X = Pilot Age | -.011 | .000 | -.847 | -27.548 | .000 | |

a. Dependent Variable: Y = Event Rate per 1000 hours |

- A meticulous linear regression analysis is undertaken to untangle the intricate relationship between pilot age and the event rate per 1000 hours.
- Results and Interpretation:
- The linear model yields an R2 value of 0.718, signifying that approximately 71.8% of the variance in the event rate per 1000 hours can be attributed to pilot age.
- Regression Equation:
- The linear regression equation materializes as Event rate per 1000 hours = 0.638 - 0.011 × Age.
- Interpretation reveals that with each one-year increase in age, there is a decrease of 0.011 in the event rate per 1000 hours.

**•Scatter Plot Analysis:
**

The relationship portrayed in the scatter plot is intricate and nonlinear, resembling a hyperbola. The event rate sharply declines with age, more significantly in younger pilots.

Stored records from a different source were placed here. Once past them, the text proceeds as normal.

PR #1100, opened 2026-05-18
FFI logging improvements

ladvoc:
Summary of changes:
- Make some logs debug level
- Log warning when attempting to drop an unknown handle
- Disable capture logs after teardown completes

### DIFF
--- a/livekit-ffi/src/server/mod.rs
+++ b/livekit-ffi/src/server/mod.rs
@@ -151,7 +151,7 @@ impl FfiServer {
         *self.config.lock() = Some(config.clone());
         self.logger.set_capture_logs(config.capture_logs);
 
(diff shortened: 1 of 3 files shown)


alan-george-lk (approved):

livekit-ffi/src/server/mod.rs
```diff
@@ -161,7 +161,7 @@ impl FfiServer {
 
     pub async fn dispose(&'static self) {
         self.logger.set_capture_logs(false);
-        log::info!("disposing ffi server");
+        log::debug!("disposing ffi server");
```
alan-george-lk, line 163: Consider dropping the capture logs after this line, that way this one doesn't creep through always

alan-george-lk (approved):

PR #116, opened 2017-01-21
Fix #115

### LINKED ISSUE #115: Don't use relative names in macro
`compile_templates` macro shouldn't require importing `tera::Tera` type, but use [$crate variable](https://doc.rust-lang.org/beta/book/macros.html#the-variable-crate) instead.

LFalch:
Had to re-export ::serde_json::value::from_value in crate root.
Tell me if you think that should be done in another way.


Keats:
Thanks!

PR #118, opened 2017-01-24
Add add_template_file{s}

Keats:


Keats:
@SergioBenitez have a look at that

SergioBenitez:
I don't...understand. It looks like you've taken my PR/code and simply made the path an `Option`? What's the point? The user already has the path, since they need to pass it in, so if they want to set the name to the path, it's trivial to do so. This just complicates the API and reasoning, in my mind.

If you want the path to be the canonical name, just say so in the docs: "It is encouraged to use the path to the template as the name of the template."

Keats:
Actually I wrote it offline and realised how similar it was only when I got online and compared it with your PR (and took the error message for file reading from it).

> Actually, I find this very odd; a template always has a name, but it may or may not have a path. It doesn't make sense to say that a name is optional.

I agree on the first part, which is why a new name it is an `Option`, by default it takes the name from the path. Encoding that in the types rather than in the docs as suggested is better. I find an API forcing me to do `add_template_file(path, path)` considerably worse. 
Either way this function is not going to be part of the public API (available but not shown in the docs) until extending Tera instances is fleshed out

Issue #124, opened 2017-01-29
Merge 2 Context Structs


sklopi:
For me it would be very useful, to be able to merge 2 Context structs, where already defined values get overwritten. If there is any interest in this feature i would like to implement this feature.

Keats:
Something like `Context::extend(&mut self, &Context)`? Go for it

sklopi:
`extend` might be better, because that's how it is called in various other (non-rust) libraries.
This would also represent that existing values can be overwritten.

PR #126, opened 2017-01-30
Add extend method to Context struct.

sklopi:
This method allows extending one context with the content of a second context.
The second context is dropped. 
References this issue: #124


Keats:
Thanks!

Issue #102, opened 2016-12-27
Support Global Functions


SergioBenitez:
Tera doesn't appear to support [filter sections](http://jinja.pocoo.org/docs/dev/templates/#id11) at the moment. It's an important feature, especially for things like form helpers. Consider supporting them.

SergioBenitez:
An alternative is to support global macros (in the global namespace) that can be added via a call to `Tera`.

Keats:
Do you have examples for form helpers? I don't think I've used those before. 
The one linked should be fairly simple to implement but those filters only apply to strings right?

SergioBenitez:
See the `form_tag` helper in [Rails](http://guides.rubyonrails.org/form_helpers.html).

Keats:
That looks like macros calls rather than filter sections indeed. I don't think I want to allow global macros as magically loading macros is too implicit for my tastes, I want to know where the macros are coming from

SergioBenitez:
In _every_ language there is a global namespace of some sort. There's no reason not have a global namespace for macros here, too. If the macro doesn't have a namespace, then it's coming from the global or local namespace. I don't think there's much magic in that reasoning.

Keats:
I agree with some kind of global namespace, like the one for filters. 
I'm not planning to make anything of the sort for macros though, I'll keep the issue open as actual filter sections might be a wanted feature

SergioBenitez:
That seems arbitrary and inconsistent. Why do filters get a global namespace but not macros? What's the fundamental difference between them that justifies this?

Keats:
I don't want macros to be global since that would be terrible in terms of UX in my opinion. 

You're extending something like `flask-admin` and create a macro called `input` for your own code. What happens if the `admin` template were also defining an `input` macro that was used everywhere, which one gets used? You'd still need some kind of namespace to resolve that.
The same could happen with filters but it's much less likely that a filter like `length` gets redefined vs creating a `input`, `button` macro.

Overall, macros are about being DRY and explicit (vs what other template engine would do and just `include` another template) and making them global would go against that (again, imo).

SergioBenitez:
[...]

PR #128, opened 2017-02-01
Implemented filter sections

dswd:
This implements the filter sections from #102.
According to the tests it seems to work fine. However I am pretty unsure about the parser modifications as I wrote this part mostly by trial and error.

### DIFF
--- a/README.md
+++ b/README.md
@@ -523,6 +523,32 @@ Escapes a string's HTML. Specifically, it makes these replacements:
 - `` ` `` is converted to `&#96;`
 
 
+### Filter sections
+Whole sections can also be processed by filters if they are encapsulated in `{% filter name %}` and `{% endfilter %}`
+tags where `name` is the name of the filter.
+
+Example:
+```jinja2
+{% filter upper %}
+    Hello
+{% endfilter %}
+```
+
+This example transforms the text `Hello` in all upper-case (`HELLO`).
+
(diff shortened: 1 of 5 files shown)


Keats:
Looks good!

Can you add a section in the README about it and a failing test in `tests/render_fails.rs` for something like:
```jinja2
{% filter round %}
hello
{% endfilter %}
```

Keats:
Thanks!

SergioBenitez:
This doesn't work correctly. Anything after an `endfilter` tag is omitted from the rendered template. For instance, if we have the following template:

```jinja
<!DOCTYPE html>
<html>
   <head>
      <meta charset="utf-8" />
      <meta name="viewport" content="width=device-width" />
      <title>Tera Filter Section</title>
   </head>
   <body>
      {% filter my_filter %}
         Hello.
      {% endfilter %}
   </body>
</html>
```

With the following helper:

```rust
fn helper(value: Value, map: HashMap<String, Value>) -> tera::Result<Value> {
    Ok(value)
}
```

This renders:

```html
<!DOCTYPE html>
<html>
   <head>
      <meta charset="utf-8" />
      <meta name="viewport" content="width=device-width" />
      <title>Tera Filter Section</title>
   </head>
   <body>

         Hello.
```

Keats:
Ah damn... I'll fix that in the next release

Keats:
It's fixed in master, i'll release along with a couple of other things next week

PR #131, opened 2017-02-04
Fix path prefix trimming on Windows.

SergioBenitez:
Looks like template naming has been broken on Windows for quite a while via the `Tera::new(...)` function. This change resolves the issue. See https://github.com/SergioBenitez/Rocket/issues/169#issuecomment-277435725 for a full explanation of the problem. Please roll this change out to previous versions of Tera as well.


Keats:
Thanks, It's in 0.7.1
I'm not planning to backport that though, Tera is still too much in flux (ie pre v1) to support more than just the current version

SergioBenitez:
Can you backport to `0.6`? It's a single release, and one rather important change.

PR #133, opened 2017-02-06
Update chrono.

Eijebong:
Since nothing seems to break in tera between 0.2 and 0.3, I just updated chrono to allow both version.

### DIFF
--- a/Cargo.toml
+++ b/Cargo.toml
@@ -27,7 +27,7 @@ url = "1"
 # used in filesizeformat filter
 humansize = "1"
 # used in date format filter
-chrono = "0.2"
+chrono = "0.3"
 
 [dev-dependencies]
 serde_derive = "0.9"


Cargo.toml
```diff
@@ -27,7 +27,7 @@ url = "1"
 # used in filesizeformat filter
 humansize = "1"
 # used in date format filter
-chrono = "0.2"
+chrono = ">=0.2, < 0.4"
```
Keats: any reason it can't be `0.3`?

LFalch: It can

Keats: Make it  `chrono = "0.3"` please and I'll merge!

Eijebong: Ok, I was just allowing chrono 0.2 to be used with tera, but I'm ok with 0.3 only ^^

Keats:
Thanks!

PR #138, opened 2017-03-01
Fix usage of join filter in documentation

mre:
I've tested the Django syntax as described in the documentation, but it gives me an "invalid syntax" error. Therefore I've changed it to the syntax of all other filters and that works.


Keats:
Too much copy/paste, thanks!

PR #141, opened 2017-03-05
Improved Macro performance

Peternator7:
I made a few very minor tweaks to the macro renderer that give nice speed ups rendering macros

Pre changes:
```
test bench_rendering_inheritance_and_macros    ... bench:      11,781 ns/iter (+/- 373)
test bench_rendering_only_macro_call           ... bench:       1,515 ns/iter (+/- 80)
```

Post Changes
```
test bench_rendering_inheritance_and_macros    ... bench:       9,168 ns/iter (+/- 1,280)
test bench_rendering_only_macro_call           ... bench:       1,450 ns/iter (+/- 137)
```

Using references was an easy fix. The other change is to use the `serde_json::map::Map` instead of `HashMap` when creating the context since it appears to be an almost free conversion from `Map` to `Value`.

### DIFF
--- a/src/render.rs
+++ b/src/render.rs
@@ -1,5 +1,6 @@
 use std::collections::{VecDeque, HashMap};
 
+use serde_json::map::Map;
 use serde_json::to_string_pretty;
 use serde_json::value::{Value, to_value, Number};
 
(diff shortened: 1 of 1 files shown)


Keats:
Very nice, thanks!

PR #146, opened 2017-03-08
Reload + Extend

Keats:


Keats:
Need a test for the reloading from glob with and without extend but should be fine after that!

PR #152, opened 2017-04-04
feat: add base64 encode/decode filters

sebasmagri:
This implements `base64encode` and `base64decode` filters.

This is done mainly for the use case of static stite generators such as gutenberg. For this cases, pretty often you need to implement more dynamic features that rely on current data and not in data available at the moment of the html render. For example, being able to manipulate content in a posts index based on the comparison of the post's date and the current browser's date in the client. However, when giving data processing control to the client, you can end up having difficulties handling multiline content or custom data. In such cases it's possible to use base64 to encode the data in the render stage and have the browser decode the data when needed.

### DIFF
--- a/Cargo.toml
+++ b/Cargo.toml
@@ -28,6 +28,8 @@ url = "1"
 humansize = "1"
 # used in date format filter
 chrono = "0.3"
+# used in the base64 format filter
+rustc-serialize = "*"
 
 [dev-dependencies]
 serde_derive = "0.9"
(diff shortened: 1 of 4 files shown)


Keats:
Thanks for that.
It seems that this belongs to gutenberg rather than Tera though, I don't think base64'ing things is that common in templates and deserve to be in it.

I'm planning to add a couple of filters in gutenberg today or tomorrow, I can add a base64 as well.

Closing this one and created https://github.com/Keats/gutenberg/issues/28 to track it in gutenberg

PR #159, opened 2017-04-09
Fix `one_off` example

matklad:
Hi! Looks like there's an argument missing in the example, and it is `,ignore` and dodges doctests :)


Keats:
Thanks!

PR #272, opened 2018-03-20
Add loop controls (`break` and `continue`)

### LINKED ISSUE #267: Add loop controls
`break` and `continue`: see http://jinja.pocoo.org/docs/dev/templates/#loop-controls in Jinja2

This would avoid ugly things like https://github.com/Keats/book/blob/master/templates/page.html#L29-L43

aluminous:
Resolves #267.

Most rendering functions return `Result<String>`. I wanted to avoid reusing `Result` to indicate that a `break` or `continue` was encountered, so I changed the return type of some functions to `Result<LoopControl>`.

`LoopControl` is similar to `Result`, but doesn't indicate failure. This ensures that a break isn't ignored or permitted outside loops. Outside a loop where rendering must finish normally, `LoopControl.into_normal_result()` allows obtaining a `Result<String>` while checking break/continue was not encountered.

If you have a different approach in mind, or have other feedback, please let me know!

### DIFF
--- a/src/parser/tera.pest
+++ b/src/parser/tera.pest
@@ -169,17 +169,23 @@ endraw_tag = { tag_start ~ "endraw" ~ tag_end }
 raw_text   = { (!endraw_tag ~ any)* }
 raw        = !{ raw_tag ~ raw_text ~ endraw_tag }
 
-macro_filter_section = !{ filter_tag ~ macro_content* ~ endfilter_tag }
-block_filter_section = !{ filter_tag ~ block_content* ~ endfilter_tag }
-filter_section       = !{ filter_tag ~ content* ~ endfilter_tag }
+macro_filter_section = !{ filter_tag ~ macro_for_content* ~ endfilter_tag }
+block_filter_section = !{ filter_tag ~ block_for_content* ~ endfilter_tag }
+filter_section       = !{ filter_tag ~ for_content* ~ endfilter_tag }
+macro_for_filter_section = !{ filter_tag ~ macro_for_content* ~ endfilter_tag }
+block_for_filter_section = !{ filter_tag ~ block_for_content* ~ endfilter_tag }
+for_filter_section       = !{ filter_tag ~ for_content* ~ endfilter_tag }
 
-macro_forloop = ${ for_tag ~ macro_content* ~ endfor_tag }
-block_forloop = ${ for_tag ~ content* ~ endfor_tag }
-forloop       = ${ for_tag ~ block_content* ~ endfor_tag }
+macro_forloop = ${ for_tag ~ macro_for_content* ~ endfor_tag }
+block_forloop = ${ for_tag ~ for_content* ~ endfor_tag }
+forloop       = ${ for_tag ~ block_for_content* ~ endfor_tag }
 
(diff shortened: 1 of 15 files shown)


src/renderer/mod.rs
```diff
@@ -802,10 +826,42 @@ impl<'a> Renderer<'a> {
...
+    Continue(String),
+    Break(String),
+}
+
+impl LoopControl {
+    fn into_normal_result(self) -> Result<String> {
+        match self {
+            LoopControl::Normal(inner) => Ok(inner),
+            LoopControl::Break(_) => bail!("`break` appeared outside a loop"),
+            LoopControl::Continue(_) => bail!("`continue` appeared outside a loop"),
```
Keats: putting it in the grammar will avoid having to deal with errors at this point

aluminous:
Thanks for the review. I left a comment regarding the grammar.

I will look into adding state to ForLoop instead of using LoopControl.

aluminous:
I updated the code per your comments -- removing `LoopControl` seems like an improvement. It seems like multiple new types are required in the grammar, due to cases like the following:

```jinja
{% block foo %}
    block_content
    {% for i in list %}
        block_for_content
        {% if i.example %}
            If parsed as the existing `block_if`, this would be `block_content` -- the
            fact that this is a loop would be forgotten.
            {% break %}
        {% endif %}
    {% endfor %}
{% endblock foo %}
```

What are your thoughts on this? Maybe I'm over complicating things?

src/renderer/mod.rs
```diff
@@ -745,6 +771,13 @@ impl<'a> Renderer<'a> {
 
         for n in body {
             output.push_str(&self.render_node(n)?);
+            if let Some(for_loop) = self.current_for_loop() {
+                match for_loop.state {
+                    ForLoopState::Continue
+                    | ForLoopState::Break => break,
```
Keats: why is it breaking on continue?

src/parser/tera.pest
```diff
@@ -229,6 +271,25 @@ content = @{
...
+    block |
+    content_for_if |
+    forloop |
+    break_tag |
+    continue_tag |
+    for_filter_section |
+    raw |
+    text
+}
+
```
Keats: Yeah definitely too many changes. Only a few things are actually valid in a for loop: ifs, set/set_global, include, break, continue, raw, text, filter_section. Block, import macro,macro definition cannot be in it.

I think the current state might even be wrong as it allows some stuff that shouldn't be allowed. I'll fix it myself after merging, I'm not even entirely sure what's allowed/unallowed

src/renderer/mod.rs
aluminous: It breaks on continue to stop processing the remaining statements in the iteration. The next iteration of the for loop in the template still executes

src/parser/tera.pest
aluminous: Okay. I tested a block inside a loop on master and it didn't throw an error so I left things the way they were for now.

I'm still not sure how to avoid the other new for_content types (and for_ifs etc)

aluminous: Ah, I see.

I made another update, and after limiting the types allowed in for_content, the other new types could be simplified.

Keats:
I have absolutely no idea exactly how the grammar for forloops should look like so I'll merge that and spend some time on it when I can. Thanks!

PR #280, opened 2018-04-23
fix: don't truncate strings equal to length

jkcclemens:
Fix a panic from the unwrap below when the string length is equal to the truncate length.


Keats:
woops, thanks!

PR #285, opened 2018-05-16
User-defined escape function.

yakov-bakhmatov:
Tera is very nice template engine. But in my project I need custom escape function. So I added it to Tera, and I think it may be useful for other users. (Sorry for my English.)

### DIFF
--- a/src/tera.rs
+++ b/src/tera.rs
@@ -675,22 +675,6 @@ mod tests {
     use context::Context;
     use serde_json::{Map as JsonObject, Value as JsonValue};
 
-    fn escape_c_string(input: &str) -> String {
-        let mut output = String::with_capacity(input.len() * 2);
-        for c in input.chars() {
-            match c {
-                '\'' => output.push_str("\\'"),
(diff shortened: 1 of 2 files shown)


src/tera.rs
```diff
@@ -638,6 +675,22 @@ mod tests {
     use context::Context;
     use serde_json::{Map as JsonObject, Value as JsonValue};
 
+    fn escape_c_string(input: &str) -> String {
```
Keats: when would this be used? I think this doesn't need to be in Tera directly

yakov-bakhmatov: `escape_c_string` is in `tera::tests` module, so it is not visible in production code.

yakov-bakhmatov: I moved `escape_c_string` into test function.

Keats: I missed that ;( sorry

Keats:
Looks good!
I'll merge it once I'm going to make a new release, shouldn't take too long

PR #288, opened 2018-05-16
Accept title case boolean literals ("True" and "False")

alex-berger:
As documented in http://jinja.pocoo.org/docs/2.10/templates/, Jinja2 supports lower case boolean literals as well as title case boolean literals.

- Curve Estimation - Logarithmic Model:
- To enhance the accuracy of the model, we employ a logarithmic model. This choice leads to a superior fit, with an R2 of 0.799.

### Model Selection:

In line with Part 1, the assignment advocates for reporting the logarithmic model, which offers a superior fit across pilots of all ages compared to the linear model.

### Practical Implications:

The results of this study have broader applications, aiding in identifying age-related patterns, developing accurate risk models, and influencing training, selection, and policy decisions within the aviation industry.

In summary, this assignment underscores the significance of employing sophisticated regression models, particularly the quadratic and logarithmic models, to discern the multifaceted interplay between pilot age and aviation events. Such insights have far-reaching applications, shaping the future of aviation practice and policy.